==== RECORDED DATA

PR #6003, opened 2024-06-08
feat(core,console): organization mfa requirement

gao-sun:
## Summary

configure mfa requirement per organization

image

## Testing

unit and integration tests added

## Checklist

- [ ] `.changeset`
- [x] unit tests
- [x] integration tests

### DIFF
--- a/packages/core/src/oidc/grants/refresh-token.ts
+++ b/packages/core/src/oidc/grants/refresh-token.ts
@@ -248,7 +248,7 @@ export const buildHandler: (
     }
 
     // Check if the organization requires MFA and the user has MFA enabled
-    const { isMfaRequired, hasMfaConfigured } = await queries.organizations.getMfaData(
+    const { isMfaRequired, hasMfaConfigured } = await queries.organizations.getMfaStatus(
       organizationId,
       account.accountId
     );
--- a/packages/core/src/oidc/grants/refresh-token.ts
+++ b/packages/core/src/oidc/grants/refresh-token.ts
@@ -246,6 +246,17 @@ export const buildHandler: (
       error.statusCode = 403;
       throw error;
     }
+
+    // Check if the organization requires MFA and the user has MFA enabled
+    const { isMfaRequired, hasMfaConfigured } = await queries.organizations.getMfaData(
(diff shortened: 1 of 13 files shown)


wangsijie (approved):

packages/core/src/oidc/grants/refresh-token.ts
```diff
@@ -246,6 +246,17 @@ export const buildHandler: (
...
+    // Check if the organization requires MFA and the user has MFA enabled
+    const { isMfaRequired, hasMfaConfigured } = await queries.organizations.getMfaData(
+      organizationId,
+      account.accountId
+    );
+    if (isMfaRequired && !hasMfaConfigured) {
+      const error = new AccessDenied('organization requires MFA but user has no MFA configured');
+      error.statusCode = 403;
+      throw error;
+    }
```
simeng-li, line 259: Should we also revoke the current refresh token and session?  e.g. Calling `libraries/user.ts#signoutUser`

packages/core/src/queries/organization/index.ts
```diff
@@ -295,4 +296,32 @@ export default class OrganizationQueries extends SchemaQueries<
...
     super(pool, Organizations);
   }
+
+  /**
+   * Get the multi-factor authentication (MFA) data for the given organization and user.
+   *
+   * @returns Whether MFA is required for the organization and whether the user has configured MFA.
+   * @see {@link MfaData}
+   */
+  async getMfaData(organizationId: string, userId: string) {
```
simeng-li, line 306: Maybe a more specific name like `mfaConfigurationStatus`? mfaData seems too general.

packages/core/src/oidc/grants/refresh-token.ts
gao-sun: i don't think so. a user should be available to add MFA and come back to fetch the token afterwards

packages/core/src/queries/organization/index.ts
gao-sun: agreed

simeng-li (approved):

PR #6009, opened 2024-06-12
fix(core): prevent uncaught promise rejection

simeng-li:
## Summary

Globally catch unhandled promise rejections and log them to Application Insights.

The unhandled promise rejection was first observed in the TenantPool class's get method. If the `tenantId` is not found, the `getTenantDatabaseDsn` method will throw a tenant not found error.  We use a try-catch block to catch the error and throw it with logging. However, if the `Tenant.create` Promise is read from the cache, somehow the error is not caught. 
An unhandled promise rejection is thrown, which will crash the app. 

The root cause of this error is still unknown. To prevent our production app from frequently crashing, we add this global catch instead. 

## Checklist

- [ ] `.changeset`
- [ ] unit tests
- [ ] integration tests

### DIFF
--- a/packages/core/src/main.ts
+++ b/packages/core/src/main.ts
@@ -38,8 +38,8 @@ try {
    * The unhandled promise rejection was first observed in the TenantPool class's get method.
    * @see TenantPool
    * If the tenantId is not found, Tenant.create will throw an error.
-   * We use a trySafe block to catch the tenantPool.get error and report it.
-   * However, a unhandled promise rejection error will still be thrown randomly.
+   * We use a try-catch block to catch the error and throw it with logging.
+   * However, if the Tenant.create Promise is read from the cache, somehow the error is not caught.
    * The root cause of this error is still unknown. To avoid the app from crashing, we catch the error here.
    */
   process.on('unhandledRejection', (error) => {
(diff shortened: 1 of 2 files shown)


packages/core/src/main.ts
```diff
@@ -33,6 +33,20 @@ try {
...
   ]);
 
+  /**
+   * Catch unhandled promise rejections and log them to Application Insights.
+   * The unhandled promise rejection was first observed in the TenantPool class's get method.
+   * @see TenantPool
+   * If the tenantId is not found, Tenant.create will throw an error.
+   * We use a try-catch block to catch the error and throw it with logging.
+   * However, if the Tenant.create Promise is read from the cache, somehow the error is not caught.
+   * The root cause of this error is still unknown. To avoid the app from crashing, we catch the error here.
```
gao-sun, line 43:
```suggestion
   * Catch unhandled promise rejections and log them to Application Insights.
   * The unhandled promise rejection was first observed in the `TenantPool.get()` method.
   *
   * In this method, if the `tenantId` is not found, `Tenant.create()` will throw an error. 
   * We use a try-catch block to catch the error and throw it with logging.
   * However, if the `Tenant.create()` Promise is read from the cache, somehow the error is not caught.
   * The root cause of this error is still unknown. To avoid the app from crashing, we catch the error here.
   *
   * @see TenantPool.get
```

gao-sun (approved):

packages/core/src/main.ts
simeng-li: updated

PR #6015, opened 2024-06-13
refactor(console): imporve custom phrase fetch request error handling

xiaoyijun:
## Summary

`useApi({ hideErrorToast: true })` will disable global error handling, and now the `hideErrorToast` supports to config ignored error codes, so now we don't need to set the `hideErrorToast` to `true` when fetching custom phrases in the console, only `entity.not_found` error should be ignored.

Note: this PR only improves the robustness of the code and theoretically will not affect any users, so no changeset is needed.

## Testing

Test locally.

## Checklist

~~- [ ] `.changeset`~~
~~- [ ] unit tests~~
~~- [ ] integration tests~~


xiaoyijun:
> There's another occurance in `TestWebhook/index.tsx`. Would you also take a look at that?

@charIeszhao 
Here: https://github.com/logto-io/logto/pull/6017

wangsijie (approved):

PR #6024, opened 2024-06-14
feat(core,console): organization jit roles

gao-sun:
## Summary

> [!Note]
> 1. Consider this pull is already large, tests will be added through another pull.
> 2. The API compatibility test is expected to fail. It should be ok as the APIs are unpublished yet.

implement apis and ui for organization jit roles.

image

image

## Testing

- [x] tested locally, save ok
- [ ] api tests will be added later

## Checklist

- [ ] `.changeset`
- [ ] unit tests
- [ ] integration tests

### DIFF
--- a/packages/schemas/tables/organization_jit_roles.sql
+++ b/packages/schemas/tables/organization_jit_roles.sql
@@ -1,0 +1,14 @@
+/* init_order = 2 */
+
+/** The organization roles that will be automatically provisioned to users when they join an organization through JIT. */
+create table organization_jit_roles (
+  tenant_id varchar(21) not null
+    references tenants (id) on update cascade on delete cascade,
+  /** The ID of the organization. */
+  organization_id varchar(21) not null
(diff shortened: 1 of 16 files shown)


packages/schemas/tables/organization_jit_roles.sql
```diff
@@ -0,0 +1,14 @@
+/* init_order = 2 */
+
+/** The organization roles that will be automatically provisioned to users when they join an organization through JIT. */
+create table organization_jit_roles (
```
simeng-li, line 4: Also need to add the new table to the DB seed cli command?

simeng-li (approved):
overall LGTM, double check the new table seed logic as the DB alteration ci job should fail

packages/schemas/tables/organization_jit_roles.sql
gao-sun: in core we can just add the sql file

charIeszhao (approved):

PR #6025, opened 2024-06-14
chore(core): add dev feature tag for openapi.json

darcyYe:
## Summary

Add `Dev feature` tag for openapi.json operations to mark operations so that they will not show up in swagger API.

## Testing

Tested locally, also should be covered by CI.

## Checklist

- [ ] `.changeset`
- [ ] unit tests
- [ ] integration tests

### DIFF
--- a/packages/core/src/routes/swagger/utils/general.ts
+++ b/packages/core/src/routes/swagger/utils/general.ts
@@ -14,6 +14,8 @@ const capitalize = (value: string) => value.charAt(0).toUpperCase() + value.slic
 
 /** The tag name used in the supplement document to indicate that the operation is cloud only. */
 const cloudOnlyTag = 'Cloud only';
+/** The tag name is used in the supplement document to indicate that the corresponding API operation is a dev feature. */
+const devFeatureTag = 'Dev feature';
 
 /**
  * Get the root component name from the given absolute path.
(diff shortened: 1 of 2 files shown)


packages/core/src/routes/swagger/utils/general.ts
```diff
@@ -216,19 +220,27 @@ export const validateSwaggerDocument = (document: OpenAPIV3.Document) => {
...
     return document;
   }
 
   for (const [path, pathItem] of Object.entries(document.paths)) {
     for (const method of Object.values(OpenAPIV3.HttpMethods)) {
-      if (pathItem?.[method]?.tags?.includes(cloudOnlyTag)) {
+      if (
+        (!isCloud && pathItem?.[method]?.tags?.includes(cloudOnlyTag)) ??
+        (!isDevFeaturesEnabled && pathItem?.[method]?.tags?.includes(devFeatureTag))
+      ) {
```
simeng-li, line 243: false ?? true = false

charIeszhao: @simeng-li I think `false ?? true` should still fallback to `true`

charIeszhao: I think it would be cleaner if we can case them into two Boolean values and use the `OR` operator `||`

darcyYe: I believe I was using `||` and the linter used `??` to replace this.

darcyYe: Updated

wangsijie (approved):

========

PROBLEM REQUIREMENTS: Repeat, word for word, the lines from the start of the records to the line that contains "simeng-li, line 259: Should", both of them included, and no others.

EXERCISE RESULT:
PR #6003, opened 2024-06-08
feat(core,console): organization mfa requirement

gao-sun:
## Summary

configure mfa requirement per organization

image

## Testing

unit and integration tests added

## Checklist

- [ ] `.changeset`
- [x] unit tests
- [x] integration tests

### DIFF
--- a/packages/core/src/oidc/grants/refresh-token.ts
+++ b/packages/core/src/oidc/grants/refresh-token.ts
@@ -248,7 +248,7 @@ export const buildHandler: (
     }
 
     // Check if the organization requires MFA and the user has MFA enabled
-    const { isMfaRequired, hasMfaConfigured } = await queries.organizations.getMfaData(
+    const { isMfaRequired, hasMfaConfigured } = await queries.organizations.getMfaStatus(
       organizationId,
       account.accountId
     );
--- a/packages/core/src/oidc/grants/refresh-token.ts
+++ b/packages/core/src/oidc/grants/refresh-token.ts
@@ -246,6 +246,17 @@ export const buildHandler: (
       error.statusCode = 403;
       throw error;
     }
+
+    // Check if the organization requires MFA and the user has MFA enabled
+    const { isMfaRequired, hasMfaConfigured } = await queries.organizations.getMfaData(
(diff shortened: 1 of 13 files shown)


wangsijie (approved):

packages/core/src/oidc/grants/refresh-token.ts
```diff
@@ -246,6 +246,17 @@ export const buildHandler: (
...
+    // Check if the organization requires MFA and the user has MFA enabled
+    const { isMfaRequired, hasMfaConfigured } = await queries.organizations.getMfaData(
+      organizationId,
+      account.accountId
+    );
+    if (isMfaRequired && !hasMfaConfigured) {
+      const error = new AccessDenied('organization requires MFA but user has no MFA configured');
+      error.statusCode = 403;
+      throw error;
+    }
```
simeng-li, line 259: Should we also revoke the current refresh token and session?  e.g. Calling `libraries/user.ts#signoutUser`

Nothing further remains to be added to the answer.